**ASSIGNED TASK**
If a line of the records contains the string "admin", copy it out.

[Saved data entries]
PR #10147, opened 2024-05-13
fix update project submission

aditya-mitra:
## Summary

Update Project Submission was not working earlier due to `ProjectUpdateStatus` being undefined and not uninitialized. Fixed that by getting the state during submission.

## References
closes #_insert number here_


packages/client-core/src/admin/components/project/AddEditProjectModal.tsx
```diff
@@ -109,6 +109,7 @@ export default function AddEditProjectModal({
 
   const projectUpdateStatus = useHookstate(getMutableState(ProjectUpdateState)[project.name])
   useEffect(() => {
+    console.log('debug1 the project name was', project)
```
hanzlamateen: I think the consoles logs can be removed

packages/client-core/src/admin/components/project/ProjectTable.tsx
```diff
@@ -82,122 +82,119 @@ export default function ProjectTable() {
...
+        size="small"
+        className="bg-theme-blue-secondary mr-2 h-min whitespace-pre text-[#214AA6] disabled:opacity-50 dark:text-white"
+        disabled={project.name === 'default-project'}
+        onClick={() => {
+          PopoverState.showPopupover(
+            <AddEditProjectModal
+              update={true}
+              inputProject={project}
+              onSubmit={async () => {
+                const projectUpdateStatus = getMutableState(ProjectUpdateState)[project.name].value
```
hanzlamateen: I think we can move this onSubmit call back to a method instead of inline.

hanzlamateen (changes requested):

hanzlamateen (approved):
...
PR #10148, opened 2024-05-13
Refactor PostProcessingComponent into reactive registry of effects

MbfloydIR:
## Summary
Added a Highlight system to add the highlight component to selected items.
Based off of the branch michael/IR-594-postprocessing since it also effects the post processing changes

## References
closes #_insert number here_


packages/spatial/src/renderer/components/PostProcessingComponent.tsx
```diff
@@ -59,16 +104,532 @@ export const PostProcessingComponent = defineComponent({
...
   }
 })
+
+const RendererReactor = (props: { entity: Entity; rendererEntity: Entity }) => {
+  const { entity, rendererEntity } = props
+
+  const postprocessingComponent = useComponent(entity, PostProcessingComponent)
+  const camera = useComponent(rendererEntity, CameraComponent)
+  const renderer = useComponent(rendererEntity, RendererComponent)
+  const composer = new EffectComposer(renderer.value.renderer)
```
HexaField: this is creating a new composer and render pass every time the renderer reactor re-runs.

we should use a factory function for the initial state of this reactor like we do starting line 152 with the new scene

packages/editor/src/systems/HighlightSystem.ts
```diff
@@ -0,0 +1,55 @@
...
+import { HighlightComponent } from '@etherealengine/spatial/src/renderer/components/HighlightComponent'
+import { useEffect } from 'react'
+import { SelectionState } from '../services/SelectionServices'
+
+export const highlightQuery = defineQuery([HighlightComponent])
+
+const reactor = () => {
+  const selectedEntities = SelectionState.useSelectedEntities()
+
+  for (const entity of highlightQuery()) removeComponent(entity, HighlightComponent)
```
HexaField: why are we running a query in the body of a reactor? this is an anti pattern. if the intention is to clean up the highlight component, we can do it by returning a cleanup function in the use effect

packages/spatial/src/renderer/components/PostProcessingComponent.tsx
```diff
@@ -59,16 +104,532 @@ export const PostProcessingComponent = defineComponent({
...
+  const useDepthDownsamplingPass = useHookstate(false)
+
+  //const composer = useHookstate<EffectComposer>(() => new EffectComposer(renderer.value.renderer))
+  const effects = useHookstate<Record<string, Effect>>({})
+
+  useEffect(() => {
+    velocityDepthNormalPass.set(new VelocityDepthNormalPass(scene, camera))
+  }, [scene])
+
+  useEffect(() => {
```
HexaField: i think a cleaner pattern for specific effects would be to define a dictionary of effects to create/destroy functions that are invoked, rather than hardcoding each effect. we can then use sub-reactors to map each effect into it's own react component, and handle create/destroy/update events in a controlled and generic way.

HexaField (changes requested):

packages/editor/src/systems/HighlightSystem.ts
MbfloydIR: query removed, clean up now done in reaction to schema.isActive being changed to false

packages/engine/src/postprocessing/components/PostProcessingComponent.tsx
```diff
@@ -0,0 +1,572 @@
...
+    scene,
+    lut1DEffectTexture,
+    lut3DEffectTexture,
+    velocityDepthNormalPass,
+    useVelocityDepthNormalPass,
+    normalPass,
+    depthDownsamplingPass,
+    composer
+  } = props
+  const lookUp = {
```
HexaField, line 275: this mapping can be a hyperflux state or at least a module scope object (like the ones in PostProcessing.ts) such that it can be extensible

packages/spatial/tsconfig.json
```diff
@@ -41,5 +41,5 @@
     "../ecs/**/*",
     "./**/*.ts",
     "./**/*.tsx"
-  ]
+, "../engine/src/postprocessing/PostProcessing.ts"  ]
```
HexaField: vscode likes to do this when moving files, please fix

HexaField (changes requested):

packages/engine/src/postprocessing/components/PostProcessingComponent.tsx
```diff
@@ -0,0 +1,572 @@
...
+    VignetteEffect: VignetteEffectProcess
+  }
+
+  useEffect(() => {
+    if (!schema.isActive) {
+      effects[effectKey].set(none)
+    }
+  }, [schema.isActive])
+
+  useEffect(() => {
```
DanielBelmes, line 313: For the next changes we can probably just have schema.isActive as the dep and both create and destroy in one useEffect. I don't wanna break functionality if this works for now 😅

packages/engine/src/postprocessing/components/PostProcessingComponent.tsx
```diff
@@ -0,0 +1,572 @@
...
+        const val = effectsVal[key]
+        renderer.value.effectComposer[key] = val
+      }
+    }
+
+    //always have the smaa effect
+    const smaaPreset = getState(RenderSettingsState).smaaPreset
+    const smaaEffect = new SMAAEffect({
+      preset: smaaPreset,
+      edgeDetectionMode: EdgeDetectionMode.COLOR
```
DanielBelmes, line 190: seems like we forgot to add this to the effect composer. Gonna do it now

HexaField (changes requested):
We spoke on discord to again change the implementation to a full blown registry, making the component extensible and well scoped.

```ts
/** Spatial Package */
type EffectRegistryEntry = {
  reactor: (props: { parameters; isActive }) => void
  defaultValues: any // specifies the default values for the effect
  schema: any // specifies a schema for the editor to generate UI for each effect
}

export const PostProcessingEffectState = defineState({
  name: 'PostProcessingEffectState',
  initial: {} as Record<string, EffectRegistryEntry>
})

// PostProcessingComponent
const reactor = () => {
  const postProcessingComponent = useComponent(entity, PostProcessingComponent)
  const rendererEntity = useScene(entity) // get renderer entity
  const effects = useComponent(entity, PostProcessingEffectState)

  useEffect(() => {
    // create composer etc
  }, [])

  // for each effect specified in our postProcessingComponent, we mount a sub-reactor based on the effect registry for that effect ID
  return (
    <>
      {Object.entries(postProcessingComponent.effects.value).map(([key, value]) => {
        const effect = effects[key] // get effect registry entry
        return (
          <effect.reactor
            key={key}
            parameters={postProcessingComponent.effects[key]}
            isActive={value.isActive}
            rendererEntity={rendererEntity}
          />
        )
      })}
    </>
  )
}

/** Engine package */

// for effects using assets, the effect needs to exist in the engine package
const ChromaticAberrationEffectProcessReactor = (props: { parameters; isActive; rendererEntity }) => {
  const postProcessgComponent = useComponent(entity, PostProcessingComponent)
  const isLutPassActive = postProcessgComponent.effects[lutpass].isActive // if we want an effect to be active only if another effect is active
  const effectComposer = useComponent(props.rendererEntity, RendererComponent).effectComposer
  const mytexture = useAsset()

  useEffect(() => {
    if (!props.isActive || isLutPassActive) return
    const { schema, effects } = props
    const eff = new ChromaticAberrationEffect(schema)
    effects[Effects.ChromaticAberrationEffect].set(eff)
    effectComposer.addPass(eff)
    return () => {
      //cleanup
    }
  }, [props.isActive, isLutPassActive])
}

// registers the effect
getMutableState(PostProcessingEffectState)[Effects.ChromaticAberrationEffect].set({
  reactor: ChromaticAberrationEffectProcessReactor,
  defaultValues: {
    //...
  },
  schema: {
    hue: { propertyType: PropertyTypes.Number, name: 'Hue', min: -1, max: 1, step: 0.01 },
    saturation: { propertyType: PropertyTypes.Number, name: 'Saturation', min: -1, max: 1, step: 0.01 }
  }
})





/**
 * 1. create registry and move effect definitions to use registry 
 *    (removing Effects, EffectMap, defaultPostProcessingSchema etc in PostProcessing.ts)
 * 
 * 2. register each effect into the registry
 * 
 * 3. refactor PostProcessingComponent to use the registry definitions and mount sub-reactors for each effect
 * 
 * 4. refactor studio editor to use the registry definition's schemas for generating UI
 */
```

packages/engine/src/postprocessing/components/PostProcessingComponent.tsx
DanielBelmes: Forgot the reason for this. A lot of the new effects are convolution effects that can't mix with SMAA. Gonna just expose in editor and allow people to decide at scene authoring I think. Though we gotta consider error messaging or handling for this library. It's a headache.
==
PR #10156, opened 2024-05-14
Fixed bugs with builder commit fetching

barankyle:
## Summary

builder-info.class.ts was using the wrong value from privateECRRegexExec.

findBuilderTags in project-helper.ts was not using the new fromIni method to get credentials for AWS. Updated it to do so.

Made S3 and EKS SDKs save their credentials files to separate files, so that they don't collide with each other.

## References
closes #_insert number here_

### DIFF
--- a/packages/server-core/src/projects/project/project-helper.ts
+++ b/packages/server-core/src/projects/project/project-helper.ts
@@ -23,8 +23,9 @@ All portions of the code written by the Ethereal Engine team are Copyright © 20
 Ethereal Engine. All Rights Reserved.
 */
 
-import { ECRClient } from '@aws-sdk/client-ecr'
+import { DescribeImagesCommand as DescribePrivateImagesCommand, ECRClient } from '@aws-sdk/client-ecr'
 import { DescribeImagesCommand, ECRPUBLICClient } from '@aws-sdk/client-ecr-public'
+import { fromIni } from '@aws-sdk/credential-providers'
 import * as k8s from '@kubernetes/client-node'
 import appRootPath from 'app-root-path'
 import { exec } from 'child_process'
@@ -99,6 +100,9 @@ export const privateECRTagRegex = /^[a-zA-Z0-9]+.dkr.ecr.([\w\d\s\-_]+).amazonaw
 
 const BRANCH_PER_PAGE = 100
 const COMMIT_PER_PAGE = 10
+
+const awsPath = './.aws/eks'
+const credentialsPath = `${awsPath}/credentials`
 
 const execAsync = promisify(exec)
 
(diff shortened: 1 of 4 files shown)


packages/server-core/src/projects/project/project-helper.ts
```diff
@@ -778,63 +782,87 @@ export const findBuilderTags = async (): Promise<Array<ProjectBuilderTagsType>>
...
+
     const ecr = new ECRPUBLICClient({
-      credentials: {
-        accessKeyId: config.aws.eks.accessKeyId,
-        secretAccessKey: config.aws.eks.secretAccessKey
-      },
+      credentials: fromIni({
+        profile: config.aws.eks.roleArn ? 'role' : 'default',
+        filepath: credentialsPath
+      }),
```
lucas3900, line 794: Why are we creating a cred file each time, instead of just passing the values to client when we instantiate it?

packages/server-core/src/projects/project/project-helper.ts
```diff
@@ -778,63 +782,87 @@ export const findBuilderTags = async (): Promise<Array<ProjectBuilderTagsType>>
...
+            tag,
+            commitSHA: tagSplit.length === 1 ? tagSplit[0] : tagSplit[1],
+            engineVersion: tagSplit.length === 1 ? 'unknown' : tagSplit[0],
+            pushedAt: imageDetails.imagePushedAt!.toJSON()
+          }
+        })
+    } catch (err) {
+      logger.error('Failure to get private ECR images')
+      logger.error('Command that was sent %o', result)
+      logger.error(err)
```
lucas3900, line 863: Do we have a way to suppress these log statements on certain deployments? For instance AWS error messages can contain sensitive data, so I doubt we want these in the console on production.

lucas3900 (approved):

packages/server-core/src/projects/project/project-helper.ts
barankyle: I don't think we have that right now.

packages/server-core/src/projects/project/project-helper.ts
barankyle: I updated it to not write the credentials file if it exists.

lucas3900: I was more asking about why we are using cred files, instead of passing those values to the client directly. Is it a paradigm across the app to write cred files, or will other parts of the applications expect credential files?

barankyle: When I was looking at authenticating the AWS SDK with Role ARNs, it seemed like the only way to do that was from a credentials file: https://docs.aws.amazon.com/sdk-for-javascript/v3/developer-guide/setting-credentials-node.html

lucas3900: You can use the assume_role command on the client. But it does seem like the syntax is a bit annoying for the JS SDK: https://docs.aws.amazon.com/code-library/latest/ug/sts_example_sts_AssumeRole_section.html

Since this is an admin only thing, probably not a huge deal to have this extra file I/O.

**SOLUTION TO THIS EXERCISE**
packages/client-core/src/admin/components/project/AddEditProjectModal.tsx
packages/client-core/src/admin/components/project/ProjectTable.tsx
Since this is an admin only thing, probably not a huge deal to have this extra file I/O.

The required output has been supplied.